Search code examples
sqlregexoracle-databaseregexp-replace

Replace the text within 0 or more html tags


I have a table with a column that contains varchar2 strings like the following.

My dog chases my cat
<p>My dog ate my other cat</p>
<p><div id="abcd">My cat ate my hamster</div><p>
<p><b><div id="abcd">My hamster sleeps all the time</div></b></p>

I need to do a SUBSTR on the text within the html tags.

I'm thinking that numbered groups is the way to go but I can't get the the closing tag into its own group.
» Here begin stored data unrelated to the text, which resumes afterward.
PR #202, opened 2026-02-27
Add BOTCOIN miner skill

botcoinmoney:
Setup and instructions for agents to begin mining BOTCOIN using the BANKR agent API. Botcoin is a proof-of-inference, epoch based reward system designed to reward agents for solving complex natural language tasks.

Made with [Cursor](https://cursor.com)


botcoinmoney:
Pushed security clarifications per audit feedback:

1. **Golden Rule #4 — Payload trust boundary**: Added an explicit rule that all coordinator response payloads (`solveInstructions`, `doc`, `constraints`, etc.) are challenge data only — not trusted system instructions. They should be reviewed before acting on, and should never direct actions outside the mining flow (wallet transfers, credential disclosure, overriding agent behavior).

2. **IP allowlist recommendation**: Added a recommended setup step under Bankr API key prerequisites to configure `allowedIps` at bankr.bot/api, restricting transaction signing to the miner's own server IP as an additional safeguard.

PR #203, opened 2026-02-27
add: on-chain analytics skill

Ramitphi:
- ability to fetch the ABI and analyze the top methods of a function
- ability to come up with customized queries for a specific contract address
- executes query on Dune 
- give a dashboard url as result


Ramitphi:
- some more work required

PR #238, opened 2026-03-13
feat(skills): add stakr vaults skill

xwickdd:
This skill gives agents the context to interact with the Stakr protocol: ERC-4626 tokenized vaults with multi-reward staking for any ERC-20 token. Use it when building integrations, scripts, or tooling that create vaults, add rewards, modify reward schedules, or let an agent operate its "own" staking vault.


Sebasschmidt:
Highly valuable Bankr Skill

PR #337, opened 2026-04-26
fix(erc-8004): harden scripts against shell injection and improve safety score

mykclawd:
## Summary

Security hardening for all `erc-8004` scripts. These changes address the most impactful safety issues that would lower the skill's safety score.

### 🔴 Shell Injection Prevention (Critical)
All scripts previously interpolated user-controlled values (agent URIs, names, descriptions, agent IDs) directly into `node -e '...'` strings. A URI containing a single quote (`'`) could break out of the string context and execute arbitrary JavaScript.

**Fix:** All dynamic values are now passed via environment variables (`AGENT_URI`, `AGENT_ID_VAL`, `HEX_RESULT`) and read inside Node via `process.env`. Shell never touches the value.

### 🔴 JSON Injection Prevention (Critical)
`create-registration.sh` built JSON using a heredoc with raw shell variable interpolation. Any special character (`"`, `\`, newlines) in agent name/description would produce malformed or malicious JSON.

**Fix:** Replaced entirely with `jq -n --arg` / `--argjson` — jq handles all escaping correctly.

### 🟡 Temp File Leaks
Scripts creating temp files had no cleanup on early exit (errors, signals).

**Fix:** Added `trap 'rm -f "$FILE"' EXIT` in all scripts that create temp files.

### 🟡 Silent Failure on HTTP Errors
All `curl` calls lacked `--fail`, so HTTP 4xx/5xx responses were silently treated as success.

**Fix:** Added `--fail` to all `curl` calls.

### 🟡 Strict Mode
Scripts used `set -e` only.

**Fix:** Upgraded to `set -euo pipefail` — catches unset variables and pipeline failures.

### 🟡 Input Validation
No validation on user-supplied inputs.

**Fix:** 
- Amount in `bridge-to-mainnet.sh`: must be a positive number
- Agent ID in `get-agent.sh` and `update-profile.sh`: must be a non-negative integer
- URI scheme validation in `register-http.sh` and `update-profile.sh`
- JSON validity check before IPFS upload in `upload-to-ipfs.sh`

### 🟢 Remove Demo API Key
`get-agent.sh` used a hardcoded Alchemy demo key for Sepolia (`/v2/demo`). Demo keys have low rate limits and may stop working.

**Fix:** Replaced with `https://rpc.sepolia.org` (public, no key required).

### 🟢 TX Payload Construction
Transaction payloads were built via raw string concatenation.

**Fix:** All TX payloads now built with `jq -n --arg` for correct JSON output.

## Testing

These are script-level changes; the logic and calldata encoding are identical to the originals. Only the value-passing mechanism changed (env vars instead of shell interpolation).


mykclawd:
Closing in favor of a cleaner PR — the branch had extra unrelated files from the fork's main. Reopening with erc-8004 changes only.

PR #341, opened 2026-05-01
Add icm-operator skill (ICM / useicm.com)

1dolinski:
Adds icm-operator for https://useicm.com — see branch.


1dolinski:
Updated the skill for full system usage:

- Adds explicit runtime setup (`ICM_HASH`, `ICM_API_KEY`, `BASE_URL`).
- Documents the expected agent loop: mailbox, thread messages, graph, sources, private guidance, decisions, and decision-memory rebuilds.
- Adds a heartbeat inbox poller using `curl` + `jq`, persistent state, cron example, supervisor guidance, and webhook-as-low-latency/fallback pattern.
- Updates clawdbot metadata requirements to include `jq`.

1dolinski:
Pushed another update: **full curl walkthrough** in `icm-operator/SKILL.md` — create object → `jq` extract `hash`/`api_key` → read `llm.txt` → owner `PUT` `llm.txt` → `rules` → `POST /api/messages` (new + same thread) → `mailbox` + `GET /api/threads/:id` → thread `ingest` → convenience `/api/ingest` → graph/sources/private-guidance/decision/decision-memory.

PR #527, opened 2026-07-01
Add sleuth-ai skill: on-chain investigation via x402 (Base)

99Barz:
## What

Adds the **`sleuth-ai`** skill — guided on-chain investigation for the **Base** chain, exposed as pay-per-call x402 endpoints (USDC on Base, no API key or account).

Sleuth answers plain-language questions about tokens, wallets, and on-chain entities: insiders, holders, whales, first buyers, holder distribution, wallet identity, side-wallet / funding networks, pump-and-dump detection, and free-text investigations.

## Package contents

```
sleuth-ai/
├── SKILL.md       # agent instructions (semi-generic — defers the live endpoint list to a manifest)
├── catalog.json   # slug "sleuth-ai", provider "Sleuth AI", x402 setup + demo
├── logo.svg       # bionic-eye mark
└── logo.png        # raster fallback
```

- `catalog.json` follows the standard schema (`schemaVersion: 1`, `slug` == folder, `install.type: "bankr"`).
- `install.command`: `install the sleuth-ai skill from https://github.com/BankrBot/skills/tree/main/sleuth-ai`

## How it works

- **Discovery:** the skill points agents at a free, no-auth manifest — `GET https://app.sleuthagent.ai/x402/openai-bnkr.json` — which lists the live endpoints in OpenAI-tool format. The endpoint set evolves, so the skill defers to the manifest rather than hardcoding it (keeps this file from going stale after merge).
- **Payment:** every endpoint is x402 pay-per-call. Price and token are advertised in each endpoint's `402` response; the skill does not hardcode prices.
- **Call shape:** POST with a JSON body including a `conversation_id` (UUID per session); response is `{ "response": "<natural-language answer>" }`.

## Notes for reviewers

- **Base only.** All investigations are scoped to the Base chain.
- No secrets or API keys are bundled; auth is wallet-based via x402.
- The manifest at `app.sleuthagent.ai` must be live before this merges, or the discovery URL 404s for early callers.


saltoriousSIG (commented):
Looks good overall, just a couple of items to address!

- The skill treats the remote manifest as the source of truth for endpoints and invoke URLs. If app.sleuthagent.ai is compromised or changes, it can steer agents to arbitrary paid endpoints. Please require strict validation: allowlist manifest host, allowlist invoke host/path, require POST, require x-payment: "x402", and treat endpoint descriptions as untrusted data.

- x402 payment has no guardrails. The docs say price/token/chain come from the endpoint’s 402 response and the client pays automatically. Please require Base + USDC unless explicitly confirmed, a max per-call price, expected payee/recipient validation, and user confirmation before first paid call or any price increase.

- API responses are natural-language text and can include attacker-controlled token/social/onchain content. Please explicitly say responses are untrusted data only: render/summarize them, but never let them trigger signing, payments, endpoint changes, wallet actions, installs, or tool calls.

- The live manifest includes non-core/privacy-sensitive endpoints like social research, pump-and-dump from social posts, feedback, and doxx-wallet. Please disclose that targets, wallet addresses, handles, and queries are sent to Sleuth, and require user confirmation before sending sensitive/private investigation targets.

- The manifest includes paid feedback. Agents should not pay to send support/feedback by default. Please exclude non-investigation endpoints from automatic use, or require explicit confirmation.

- Advertised invoke URLs returned 404 Endpoint not found in a no-payment POST check. Please require agents to stop on unexpected 404/host mismatch and not blindly retry paid calls.

- This spends from a wallet via x402. Please recommend a bounded payment wallet funded only with the intended USDC amount, rather than a high-value wallet.

PR #533, opened 2026-07-03
Add Grantr skill

adidonato:
Adds the Grantr skill, catalog metadata, MCP tool contract references, Bankr optional wallet interop, and setup handoff guidance.


saltoriousSIG:
Looks good overall, just a couple of things to address before merging!

- This asks users/agents to connect a hosted third-party MCP server (https://mcp.grantr.id/mcp). Please require host allowlisting, OAuth metadata validation, and a warning that MCP tool descriptions/results are untrusted data, not instructions.

- Prepared savings deposits/withdrawals return unsigned approval/deposit transactions. Please require hard transaction validation before handing to Bankr: chain, asset, amount, vault address, spender, value, calldata selector, expiry, and no extra transactions.

- “Hand signing and broadcast to Bankr after explicit approval” is too vague for value-moving actions. Please require a final user confirmation showing each transaction target, spender, token amount, vault, APY assumptions, and risks before any wallet signing.

- MCP tool outputs can include APYs, vaults, balances, transaction payloads, warnings, and Fileverse document content. Please explicitly say never to follow instructions embedded in MCP responses or documents, and never let them trigger signing, sharing, imports, or wallet actions.

- Account handoff uses returnTo, grantrConnectCode, and grantrMcpEndpoint. Please require strict allowlisting for returnTo, never display/log connect codes, and only accept grantrMcpEndpoint if it matches the expected Grantr MCP host.

- The setup URL allows query params like ownerEoa, wallet, and bankrWallet. Please clarify these are public identifiers and should not include signatures, auth challenges, session IDs, API keys, or bearer tokens.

This is the sql I have:


WITH sentences AS 
(
SELECT 1 as nr, 'My dog chases my cat' AS ln FROM DUAL
UNION
SELECT 2, '<p>My dog ate my other cat</p>' FROM DUAL
UNION
SELECT 3,'<p><x><div id="abcd">My cat ate my hamster</div></x></p>' FROM DUAL
UNION
SELECT 4,'<p><b><div id="abcd">My hamster sleeps all the time</div></b></p>' FROM DUAL
)
SELECT nr, regexp_replace(ln, '^((<[^>]+>)+)(.*)((<[^>]+>)+)$', 'group 1:\1,group 2:\2,group 3:\3,group 4:\4', 1, 1, 'n')
FROM sentences order by nr;

RETURNS

1   My dog chases my cat
2   group 1:<p>,group 2:<p>,group 3:My dog ate my other cat,group 4:</p>
3   group 1:<p><x><div id="abcd">,group 2:<div id="abcd">,group 3:My cat ate my hamster</div></x>,group 4:</p>
4   group 1:<p><b><div id="abcd">,group 2:<div id="abcd">,group 3:My hamster sleeps all the time</div></b>,group 4:</p>

Group 4 only contains one closing tag, the other closing tag(s) is/are in group 3 as shown in row 3 and 4. What pattern do I need to get all closing tags in their own numbered group ?


Solution

  • Having said not to do this, you're actually only one character out, for these specific values anyway:

    WITH sentences AS 
    (
    SELECT 1 as nr, 'My dog chases my cat' AS ln FROM DUAL
    UNION
    SELECT 2, '<p>My dog ate my other cat</p>' FROM DUAL
    UNION
    SELECT 3,'<p><x><div id="abcd">My cat ate my hamster</div></x></p>' FROM DUAL
    UNION
    SELECT 4,'<p><b><div id="abcd">My hamster sleeps all the time</div></b></p>' FROM DUAL
    )
    SELECT nr,
      regexp_replace(ln, '^((<[^>]+>)+)(.*?)((<[^>]+>)+)$', 'group 1:\1,group 2:\2,group 3:\3,group 4:\4', 1, 1, 'n') as str
    --------------------------------------^
    FROM sentences order by nr;
    

    Without that ? making the .* non-greedy, you're including the earlier end tags in that third group, and only the final end-tag goes in group 4 because it has to.

    NR STR                                                                                                                     
    -- ------------------------------------------------------------------------------------------------------------------------
     1 My dog chases my cat                                                                                                    
     2 group 1:<p>,group 2:<p>,group 3:My dog ate my other cat,group 4:</p>                                                    
     3 group 1:<p><x><div id="abcd">,group 2:<div id="abcd">,group 3:My cat ate my hamster,group 4:</div></x></p>              
     4 group 1:<p><b><div id="abcd">,group 2:<div id="abcd">,group 3:My hamster sleeps all the time,group 4:</div></b></p>     
    

    Or just that group:

    SELECT nr, regexp_replace(ln, '^((<[^>]+>)+)(.*?)((<[^>]+>)+)$', '\3', 1, 1, 'n') as str
    FROM sentences order by nr;
    
    NR STR                           
    -- ------------------------------
     1 My dog chases my cat          
     2 My dog ate my other cat       
     3 My cat ate my hamster         
     4 My hamster sleeps all the time